Die Arten der Unterstützung waren vielfältig:
- Für politisch Verfolgte wurde Asyl gewährt, um in der DDR lernen, arbeiten und leben zu können, einschließlich unentgeltlicher medizinischer Betreuung. Als prominenteste Beispiele sind unter den tausenden griechischen Kommunisten, die in die DDR kamen, die Professoren Kritsikis und Phoutopoulos an der Charité Berlin zu nennen. Aus der alten Bundesrepublik Deutschland kamen nach dem KPD-Verbot mit Folgeprozessen (z.B. gegen die FDJ) und nach dem berüchtigten »Radikalenerlass« ebenfalls tausende Menschen in die DDR, denen in der BRD politische Repressionen drohten. Aus Chile konnten nach dem Pinochet-Putsch gegen Salvador Allende tausende Emigranten in die DDR entkommen: Darunter die gegenwärtige Präsidentin Chiles Bachelet, die in der DDR Medizin studieren und Kinderärztin werden konnte, sowie der Gesundheitsminister Allendes, Dr. Coacha.
- Es gab medizinische Hilfe für Kriegs- und Bürgerkriegsopfer in Krankenhäusern der DDR. So z.B. im heutigen Sana-Klinikum Oskar-Ziethen-Krankenhaus Berlin-Lichtenberg, im heutigen Vivantes-Klinikum Berlin-Friedrichshain und in den Kliniken in Berlin-Buch. Gleichzeitig gab es chirurgische Behandlungen der Opfer in den Heimatländern durch Spezialisten der DDR. Dies traf insbesondere für Indochina (Kambodscha, Laos, Vietnam), Nicaragua und Afrika (Angola, Moçambique, Namibia und Südafrika) zu.
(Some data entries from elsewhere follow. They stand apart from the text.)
PR #2022, opened 2025-09-03
MINIFICPP-2305 Fix various C2 integration test issues

lordgamez:
- Use separate temporary files for each integration test for flow config files, because they are being written after parsed and can cause flaky test failures due to concurrent writes
- Only copy test resources once
- Delete all remaining temp dirs after test runs

https://issues.apache.org/jira/browse/MINIFICPP-2305

------------------

### For all changes:
     in the commit message?

### For code changes:

### Note:

### DIFF
--- a/libminifi/test/libtest/integration/IntegrationBase.cpp
+++ b/libminifi/test/libtest/integration/IntegrationBase.cpp
@@ -35,6 +35,8 @@ IntegrationBase::IntegrationBase(const std::optional<std::filesystem::path>& tes
       home_path_(home_path) {
   flow_config_path_.config_path = test_file_location;
   if (test_file_location && std::filesystem::exists(*test_file_location) && std::filesystem::is_regular_file(*test_file_location)) {
+    // The original configuration file is changed, because after the flow configuration is parsed, the sensitive values are encrypted, and the new configuration is written back to the file
+    // We create a temporary copy of the flow configuration file for the test harness to use, so that multiple tests using the same flow configuration can run in parallel
     flow_config_path_.temp_dir = std::make_unique<TempDirectory>();
     flow_config_path_.config_path = flow_config_path_.temp_dir->getPath() / "config.yml";
     std::filesystem::copy_file(*test_file_location, *flow_config_path_.config_path);


libminifi/test/libtest/integration/IntegrationBase.cpp
szaszm, line 1: I don't follow what's happening here. Why do we reuse the last flow config path? Isn't the purpose of the change to _not_ use the same path between tests?

lordgamez: The problem is that in some scenarios we use the same flow configuration file from different test processes and when the `FlowController` loads the configuration it encrypts the sensitive values and writes the encrypted configuration back to the file. Because of this when multiple test processes write the same file there can be a concurrency issues, usually the issue is one test reads the configuration file while the other test writes it and it sees the file being empty which causes the test failure. This fix copies the input flow configuration for each test process to a temporary directory where it is independently read and written for the test. 

We do not reuse the last flow config path, just store it for checking it later on in some assertions like in the C2ConfigEncryption test. Usually in these C2 integration tests the `run()` is only called once for the harness, but if a new `run()` would be called on the harness, then the last flow config path would be replaced with the input `test_file_path`, the old temporary directory would be deleted and a new one created.

fgerlits, line 1: Do we ever use the same harness object from more than one thread? The name `last_flow_config_path_` is confusing if it is only ever set once.

Could the harness object create the temp directory and copy the config file (and resources?) there during construction, and just use it without copying in `run()`? That would seem simpler.

lordgamez: I think we don't use it more than once, but I have to check all cases first. The reason it was done this way is that the `test_file_path` is the parameter of the `run()`, but if it is only used once in all use cases then it can probably be refactored that the parameter is moved to the constructor.

lordgamez: I refactored the harness classes to move the config path to the constructor in https://github.com/apache/nifi-minifi-cpp/pull/2022/commits/8ed160179e988c5144990861d4b1d8ba5fa3d2e0

extensions/standard-processors/tests/integration/TailFileIntegrationTest.cpp
```diff
@@ -36,7 +36,8 @@ namespace org::apache::nifi::minifi::test {
 
 class TailFileTestHarness : public IntegrationBase {
  public:
-  TailFileTestHarness() {
+  explicit TailFileTestHarness(const std::filesystem::path& test_file_location)
+      : IntegrationBase(test_file_location, {}, 2s) {
```
fgerlits: is the addition of the `2s` argument here intentional?

libminifi/test/libtest/integration/IntegrationBase.cpp
```diff
@@ -28,9 +29,16 @@
...
 namespace org::apache::nifi::minifi::test {
 
-IntegrationBase::IntegrationBase(std::chrono::milliseconds waitTime)
+IntegrationBase::IntegrationBase(const std::optional<std::filesystem::path>& test_file_location, const std::optional<std::filesystem::path>& home_path, std::chrono::milliseconds waitTime)
     : configuration(std::make_shared<minifi::ConfigureImpl>()),
-      wait_time_(waitTime) {
+      wait_time_(waitTime),
+      home_path_(home_path) {
+  flow_config_path_.config_path = test_file_location;
+  if (test_file_location && std::filesystem::exists(*test_file_location) && std::filesystem::is_regular_file(*test_file_location)) {
```
fgerlits, line 37: I think we can throw here if this condition is false; this should never happen.

libminifi/test/libtest/integration/IntegrationBase.h
```diff
@@ -31,26 +31,35 @@
...
 
+struct FlowConfigPath {
+  std::unique_ptr<TempDirectory> temp_dir;
+  std::optional<std::filesystem::path> config_path;
+};
+
 class IntegrationBase {
  public:
-  explicit IntegrationBase(std::chrono::milliseconds waitTime = std::chrono::milliseconds(DEFAULT_WAITTIME_MSECS));
+  explicit IntegrationBase(const std::optional<std::filesystem::path>& test_file_location = {}, const std::optional<std::filesystem::path>& home_path = {},
```
fgerlits, line 49: Does `test_file_location` (and `flow_config_path_.config_path`) still need to be an optional? We seem to set it everywhere. Could we do this?
```suggestion
  explicit IntegrationBase(const std::filesystem::path& test_file_location, const std::optional<std::filesystem::path>& home_path = {},
```

extensions/standard-processors/tests/integration/TailFileIntegrationTest.cpp
lordgamez: Good catch, removed in https://github.com/apache/nifi-minifi-cpp/pull/2022/commits/4d33ad4abe767c3f8b256b4989fe6ee439fd17d2

libminifi/test/libtest/integration/IntegrationBase.cpp
lordgamez: There are still some tests where no flow file path is used, also there are some tests where the test file is created later, so it may not be present yet when the harness is created.

libminifi/test/libtest/integration/IntegrationBase.h
lordgamez: There are still some tests like C2UpdateAssetTest, C2LogHeartbeatTest, C2CompressTest, C2AssetSyncTest where no flow config file is used so it can remain optional

fgerlits: OK, got it. I didn't see any in the diff, but I guess those tests did not require a change, so they're not in the diff.

fgerlits (approved):

libminifi/test/libtest/integration/IntegrationBase.cpp
szaszm: I think a comment explaining this logic next to the relevant code parts would be nice. Currently it looks like random file checks and copies to someone with no mental context.

lordgamez: Good point, added a comment in https://github.com/apache/nifi-minifi-cpp/pull/2022/commits/4f25f001458ecb328fc760558ba4fe9382371b8a

PR #2035, opened 2025-09-22
MINIFICPP-2636 update ExecutePythonProcessor description

szaszm:
- onTrigger accepts session, not property
- justifying basic behavior with efficiency seems weird, removed
- remove the sentence about concurrency, since the processor is single threaded

On a somewhat unrelated note, should we drop this API in favor of the newer NiFi-compatible python scripting API, or is it still useful to maintain? I guess it's easier to write processors for the legacy API, but the new API seems better designed, plus it handles dependencies. If we drop it, it should be done before 1.0.

-----

### For all changes:
     in the commit message?

### For code changes:

### Note:

### DIFF
--- a/PROCESSORS.md
+++ b/PROCESSORS.md
@@ -722,7 +722,7 @@ In the list below, the names of required properties appear in bold. Any other pr
 
 ### Description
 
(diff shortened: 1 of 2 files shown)


lordgamez:
On the question regarding the API, I think we should keep it for now. We still had users recently using the old API and I would not want to break those processors as it is not trivial to move the old processors to the new API. Keeping it does not require much more maintenance as the new API is mostly a wrapper around the old one, so most of the codebase would still remain even if the support for the old API is removed. But I agree that we should encourage people to use the common NiFi style python API as it is better designed and also portable between NiFi projects.

PR #2036, opened 2025-09-24
MINIFICPP-2637 Upgrade libxml2 to v2.15.0

lordgamez:
https://issues.apache.org/jira/browse/MINIFICPP-2637

---------------------------

### For all changes:
     in the commit message?

### For code changes:

### Note:


cmake/AzureSdkCpp.cmake
```diff
@@ -55,3 +55,8 @@ FetchContent_Declare(asdkext
 )
 
 FetchContent_MakeAvailable(asdkext)
+
+if (NOT WIN32)
+    add_dependencies(azure-storage-common LibXml2::LibXml2)
+    add_dependencies(azure-data-tables LibXml2::LibXml2)
+endif()
```
fgerlits, line 68: why is this not needed on Windows?

CMakeLists.txt
```diff
@@ -370,7 +370,7 @@ add_subdirectory(core-framework)
 add_subdirectory(extension-framework)
 add_subdirectory(libminifi)
 
-if (ENABLE_ALL OR ENABLE_AZURE)
+if (NOT WIN32 AND (ENABLE_ALL OR ENABLE_AZURE))
```
fgerlits: also here; why is Windows excluded?

cmake/AzureSdkCpp.cmake
lordgamez: In both azure storage and azure data tables target libxml2 is only used in non-windows builds:
```
if(WIN32)
    target_link_libraries(azure-storage-common PRIVATE bcrypt webservices)
else()
    find_package(LibXml2 REQUIRED)
    target_include_directories(azure-storage-common SYSTEM PRIVATE ${LIBXML2_INCLUDE_DIRS})
    target_link_libraries(azure-storage-common PRIVATE ${LIBXML2_LIBRARIES})
    find_package(OpenSSL REQUIRED)
    target_link_libraries(azure-storage-common PRIVATE OpenSSL::SSL OpenSSL::Crypto)
endif()
```

CMakeLists.txt
lordgamez: Only azure uses libxml2 as a thirdparty dependency and only in non-windows builds

cmake/LibXml2.cmake
szaszm, line 1: Now that it's changed to FetchContent, we should stop referencing libxml2 from the main CMakeLists.txt, and only include it from the modules that depend on it, i.e. the azure sdk. This is the usage pattern everywhere else.

cmake/LibXml2.cmake
```diff
@@ -0,0 +1,50 @@
...
+    "${libxml2_SOURCE_DIR}/include"
+    "${libxml2_BINARY_DIR}"
+    CACHE STRING "" FORCE)
+if (WIN32)
+    set(LIBXML2_LIBRARIES "${libxml2_BINARY_DIR}/libxml2s.lib" CACHE STRING "" FORCE)
+    set(LIBXML2_LIBRARY "${libxml2_BINARY_DIR}/libxml2s.lib" CACHE STRING "" FORCE)
+else()
+    set(LIBXML2_LIBRARIES "${libxml2_BINARY_DIR}/libxml2.a" CACHE STRING "" FORCE)
+    set(LIBXML2_LIBRARY "${libxml2_BINARY_DIR}/libxml2.a" CACHE STRING "" FORCE)
+endif()
```
szaszm, line 51: Did you test these with msbuild?

cmake/LibXml2.cmake
lordgamez: Good idea, updated in https://github.com/apache/nifi-minifi-cpp/pull/2036/commits/735bc93601f895b68a0c377adb20033e21784c07

cmake/LibXml2.cmake
lordgamez: Good point, I checked and there's a slight difference in the path using msbuild, updated in https://github.com/apache/nifi-minifi-cpp/pull/2036/commits/735bc93601f895b68a0c377adb20033e21784c07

Der große Nelson Mandela hat sich in seiner Autobiografie dankbar für die auch medizinische Unterstützung der ANC-Kämpfer durch die DDR geäußert.
- Es gab medizinische Voruntersuchungen vor Ort und integrierte medizinische Betreuung innerhalb der DDR von mehr als 100.000 jungen Frauen und Männern, die zur Berufsausbildung und zum Studium in die DDR kamen: So aus Ungarn, Nordkorea, Vietnam, Laos, Kambodscha, Palästina, Algerien, Angola, Moçambique, Namibia, Südafrika und Cuba. Die Ausgebildeten kehrten in ihre Heimat zurück, bauten ihr Land auf, und einige nehmen heute führende Positionen in Wirtschaft, Wissenschaft, Kultur und Politik ein.
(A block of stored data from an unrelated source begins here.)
PR #2040, opened 2025-10-01
MINIFICPP-2643 Fix clang tidy issues

lordgamez:
https://issues.apache.org/jira/browse/MINIFICPP-2643

Depends on https://github.com/apache/nifi-minifi-cpp/pull/2029

--------------

### For all changes:
     in the commit message?

### For code changes:

### Note:

### DIFF
--- a/core-framework/include/core/ClassLoader.h
+++ b/core-framework/include/core/ClassLoader.h
@@ -37,7 +37,7 @@ std::unique_ptr<T> ClassLoader::instantiate(const std::string &class_name, const
 }
 
 template<class T>
-T *ClassLoader::instantiateRaw(const std::string &class_name, const std::string &name) {
+gsl::owner<T*> ClassLoader::instantiateRaw(const std::string &class_name, const std::string &name) {
   return dynamic_cast<T*>(instantiateRaw(class_name, name, [] (CoreComponent* obj) -> bool {
     return dynamic_cast<T*>(obj) != nullptr;
   }));
--- a/core-framework/include/core/ObjectFactory.h
+++ b/core-framework/include/core/ObjectFactory.h
@@ -72,17 +72,25 @@ class DefaultObjectFactory : public ObjectFactoryImpl {
   /**
    * Create a raw pointer to a new processor.
    */
-  CoreComponent* createRaw(const std::string &name) override {
-    T *ptr = new T(name);
-    return dynamic_cast<CoreComponent*>(ptr);
+  gsl::owner<CoreComponent*> createRaw(const std::string &name) override {
+    const gsl::owner<T*> ptr = new T(name);
+    if (const auto converted = dynamic_cast<CoreComponent*>(ptr)) {
+      return converted;
+    }
+    delete ptr;
+    return nullptr;
   }
 
   /**
    * Create a raw pointer to a new processor.
    */
-  CoreComponent* createRaw(const std::string &name, const utils::Identifier &uuid) override {
-    T *ptr = new T(name, uuid);
-    return dynamic_cast<CoreComponent*>(ptr);
+  gsl::owner<CoreComponent*> createRaw(const std::string &name, const utils::Identifier &uuid) override {
+    const gsl::owner<T*> ptr = new T(name, uuid);
+    if (const auto converted = dynamic_cast<CoreComponent*>(ptr)) {
+      return converted;
+    }
+    delete ptr;
+    return nullptr;
   }
 
   /**
--- a/libminifi/src/core/ClassLoader.cpp
+++ b/libminifi/src/core/ClassLoader.cpp
@@ -53,7 +53,7 @@ class ClassLoaderImpl : public ClassLoader {
 
   [[nodiscard]] std::unique_ptr<CoreComponent> instantiate(const std::string &class_name, const std::string &name, const utils::Identifier &uuid, std::function<bool(CoreComponent*)> filter) override;
 
-  [[nodiscard]] CoreComponent* instantiateRaw(const std::string &class_name, const std::string &name, std::function<bool(CoreComponent*)> filter) override;
+  [[nodiscard]] gsl::owner<CoreComponent*> instantiateRaw(const std::string &class_name, const std::string &name, std::function<bool(CoreComponent*)> filter) override;
 
   ~ClassLoaderImpl() override = default;
 
@@ -116,13 +116,13 @@ class ProcessorFactoryWrapper : public ObjectFactoryImpl {
     return std::unique_ptr<CoreComponent>{createRaw(name, uuid)};
   }
 
-  [[nodiscard]] CoreComponent* createRaw(const std::string &name) override {
+  [[nodiscard]] gsl::owner<CoreComponent*> createRaw(const std::string &name) override {
     return createRaw(name, utils::IdGenerator::getIdGenerator()->generate());
   }
 
-  [[nodiscard]] CoreComponent* createRaw(const std::string &name, const utils::Identifier &uuid) override {
+  [[nodiscard]] gsl::owner<CoreComponent*> createRaw(const std::string &name, const utils::Identifier &uuid) override {
     auto logger = logging::LoggerFactoryBase::getAliasedLogger(getClassName(), uuid);
-    return new Processor(name, uuid, factory_->create({.uuid = uuid, .name = name, .logger = logger}));  // NOLINT(cppcoreguidelines-owning-memory)
+    return new Processor(name, uuid, factory_->create({.uuid = uuid, .name = name, .logger = std::move(logger)}));
   }
 
   [[nodiscard]] std::string getGroupName() const override {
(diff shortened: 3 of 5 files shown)


libminifi/test/libtest/integration/ConnectionCountingServer.cpp
```diff
@@ -85,14 +85,13 @@ void ReverseBodyPostHandler::saveConnectionId(struct mg_connection* conn) {
...
-    minifi::utils::SmallString<36>* id = new minifi::utils::SmallString<36>(minifi::utils::IdGenerator::getIdGenerator()->generate().to_string());
+    auto id = new minifi::utils::SmallString<36>(minifi::utils::IdGenerator::getIdGenerator()->generate().to_string());
     *user_connection_data = reinterpret_cast<void*>(id);
     return 0;
   };
 
   connection_close = [](const struct mg_connection* conn) -> void {
-    auto user_connection_data = reinterpret_cast<minifi::utils::SmallString<36>*>(mg_get_user_connection_data(conn));
-    delete user_connection_data;
+    std::ignore = std::unique_ptr<minifi::utils::SmallString<36>>(reinterpret_cast<minifi::utils::SmallString<36>*>(mg_get_user_connection_data(conn)));
```
fgerlits: it's a bit weird to create a `unique_ptr` only to destruct it immediately; I think keeping the `delete` with a NOLINT comment would be better

lordgamez: Updated in https://github.com/apache/nifi-minifi-cpp/pull/2040/commits/69c49f015f6818bc26b2af897f5ccf8a9bed0475

fgerlits (approved):

extensions/python/PythonBindings.cpp
```diff
@@ -84,7 +84,7 @@ PyInit_minifi_native(void) {
     Py_INCREF(type.first);
   }
   const auto result = std::all_of(std::begin(types), std::end(types), [&](std::pair<PyTypeObject*, std::string_view> type) {
-    return PyModule_AddObject(minifi_module_instance, type.second.data(), reinterpret_cast<PyObject*>(type.first)) == 0;
+    return PyModule_AddObject(minifi_module_instance, type.second.data(), reinterpret_cast<PyObject*>(type.first)) == 0;  // NOLINT(bugprone-suspicious-stringview-data-usage)
```
szaszm: This warning seems valid: the usage seems to assume a null-terminated string, which a string_view is not guaranteed to be. We should add a comment explaining how it's guaranteed that the string_view is null-terminated, or fix the bug if it's not.

libminifi/include/core/state/UpdatePolicy.h
```diff
@@ -94,7 +89,7 @@ class UpdatePolicy {
 class UpdatePolicyBuilder {
  public:
   static std::unique_ptr<UpdatePolicyBuilder> newBuilder(bool enable_all = false) {
-    std::unique_ptr<UpdatePolicyBuilder> policy = std::unique_ptr<UpdatePolicyBuilder>( new UpdatePolicyBuilder(enable_all));
+    std::unique_ptr<UpdatePolicyBuilder> policy = std::unique_ptr<UpdatePolicyBuilder>( new UpdatePolicyBuilder(enable_all));  // NOLINT(clang-analyzer-cplusplus.NewDeleteLeaks)
```
szaszm, line 92: why not change to make_unique?

libminifi/src/c2/HeartbeatJsonSerializer.cpp
```diff
@@ -28,7 +28,7 @@ namespace org::apache::nifi::minifi::c2 {
 static void serializeOperationInfo(rapidjson::Value& target, const C2Payload& payload, rapidjson::Document::AllocatorType& alloc) {
   gsl_Expects(target.IsObject());
 
-  target.AddMember("operation", rapidjson::Value(magic_enum::enum_name<Operation>(payload.getOperation()).data(), alloc), alloc);
+  target.AddMember("operation", rapidjson::Value(magic_enum::enum_name<Operation>(payload.getOperation()).data(), alloc), alloc);  // NOLINT(bugprone-suspicious-stringview-data-usage)
```
szaszm, line 32: I'd add a comment explaining that the enum names are static null-terminated strings behind the string_view, and add a static_assert checking that for a few (or all) enum values, just as code documentation.

libminifi/test/unit/SiteToSiteTests.cpp
```diff
@@ -236,9 +236,8 @@ TEST_CASE("TestSiteToSiteVerifySend using flowfile data", "[S2S]") {
 TEST_CASE("TestSiteToSiteVerifyNegotiationFail", "[S2S]") {
   auto collector = std::make_unique<SiteToSiteResponder>();
 
-  const char negotiated_abort_code = magic_enum::enum_underlying(sitetosite::ResourceNegotiationStatusCode::NEGOTIATED_ABORT);
-  std::string resp_code;
-  resp_code.insert(resp_code.begin(), negotiated_abort_code);
+  const auto negotiated_abort_code = magic_enum::enum_underlying(sitetosite::ResourceNegotiationStatusCode::NEGOTIATED_ABORT);
+  const std::string resp_code{reinterpret_cast<const char*>(&negotiated_abort_code), 1};
```
szaszm: I'd prefer to do this with no reinterpret_cast, maybe like this:
```suggestion
  const std::string resp_code{static_cast<char>(negotiated_abort_code)};
```

libminifi/include/core/state/UpdatePolicy.h
lordgamez: The UpdatePolicyBuilder's constructor is protected and make_unique cannot access it.

extensions/python/PythonBindings.cpp
lordgamez: Replaced the std::string_view with std::string to make sure it is null-terminated in https://github.com/apache/nifi-minifi-cpp/pull/2040/commits/f66ce5c95061c24f82febd382375e4cec86c41fb

libminifi/src/c2/HeartbeatJsonSerializer.cpp
lordgamez: Added comment that magic_enum ensures null-terminated strings in this case in https://github.com/apache/nifi-minifi-cpp/pull/2040/commits/f66ce5c95061c24f82febd382375e4cec86c41fb Unfortunately I could not ensure it with a valid static_assert

libminifi/test/unit/SiteToSiteTests.cpp
lordgamez: Updated in https://github.com/apache/nifi-minifi-cpp/pull/2040/commits/f66ce5c95061c24f82febd382375e4cec86c41fb

libminifi/include/core/state/UpdatePolicy.h
szaszm: I see the bool ctor is public, and I see no reason not to make the move constructor public too. Why not do that and avoid an explicit new?

```suggestion
    auto policy = std::unique_ptr<UpdatePolicyBuilder>(UpdatePolicyBuilder(enable_all));
```

libminifi/include/core/state/UpdatePolicy.h
```diff
@@ -107,7 +102,7 @@ class UpdatePolicyBuilder {
   }
 
   std::unique_ptr<UpdatePolicy> build() {
-    std::unique_ptr<UpdatePolicy> new_policy = std::unique_ptr<UpdatePolicy>(new UpdatePolicy(*(current_policy_.get())));
+    std::unique_ptr<UpdatePolicy> new_policy = std::unique_ptr<UpdatePolicy>(new UpdatePolicy(*(current_policy_.get())));  // NOLINT(clang-analyzer-cplusplus.NewDeleteLeaks)
```
szaszm, line 105:
```suggestion
    auto new_policy = std::unique_ptr<UpdatePolicy>(UpdatePolicy(*current_policy_));
```

libminifi/include/core/state/UpdatePolicy.h
lordgamez: I think you are mixing up the `UpdatePolicyBuilder` and the `UpdatePolicy` classes. We are instantiating an `UpdatePolicyBuilder` here and its bool ctor is also protected on line 113.

libminifi/include/core/state/UpdatePolicy.h
lordgamez: Here the comment says "Defines an immutable policy map" where the copy constructor is protected on purpose, with the UpdatePolicyBuilder defined as a friend class. I'm not sure this is a good design or if it is still valid, but I think refactoring the `UpdatePolicy` and `UpdatePolicyBuilder` classes should be figured out separately and it is out of scope of this PR.

libminifi/include/core/state/UpdatePolicy.h
szaszm: You're right, I mixed them up. Would it be feasible to enable public move of UpdatePolicyBuilder, and make the change I suggested above?

szaszm (approved):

- Da war des Weiteren die Aufbau- und Entwicklungshilfe vor Ort. Markante Beispiele sind: Im Urwaldkrankenhaus Moatize in Moçambique sicherten Ärzte und Schwestern der DDR zusammen mit einheimischen Krankenschwestern die Betreuung von Bergleuten und der Bevölkerung im Norden des Landes bis zum Sambesi. In Gonda (Äthiopien) wurde die Medizinische Fakultät maßgeblich von Wissenschaftlern und Ärzten der Universität Leipzig getragen. Vor allem aus vielen Millionen Mark Spenden der meist monatlich spendenden Gewerkschafter des FDGB wurde das »Karl-Marx-Hospital« in Managua (Nicaragua) gegründet und über Jahre von Ärzten, medizinischem und technischem Fachpersonal der DDR und ausgebildeten »Nicas« die unentgeltliche Versorgung auf hohem Niveau gesichert. Noch heute genießt dieses »Deutsch-Nikaraguanische Krankenhaus« große Anerkennung, wird allerdings nicht mehr durch staatliche Entwicklungshilfe aus Deutschland unterstützt, denn die katholischen Sandinisten passen den nächstenliebenden Christ- und Sozialdemokraten nicht.
- Einen nicht unbedeutenden Anteil an der solidarischen Unterstützung für die Entwicklungsländer, oft im Auftrag der Weltgesundheitsorganisation, hatte eine Vielzahl von Experten, welche in einigen dieser Länder massenhaft verbreitete Erkrankungen und Seuchen bekämpften (z.B. Tuberkulose, Malaria, Schlafkrankheit, Geschlechtskrankheiten, Trachom, Pocken, Lepra). Sie führten Impfungen durch, führten diagnostische Medizintechnik ein und unterstützten als Berater die Landesbehörden bei der Planung und Organisation.
Alle von mir aufgezeigten medizinischen Aktivitäten wären auch gegenwärtig notwendig, um wieder Frieden und Fortschritt zu erreichen. Man muss nur endlich so handeln – und nicht permanent und aggressiv mit Militär und Polizei nach außen und innen zündeln.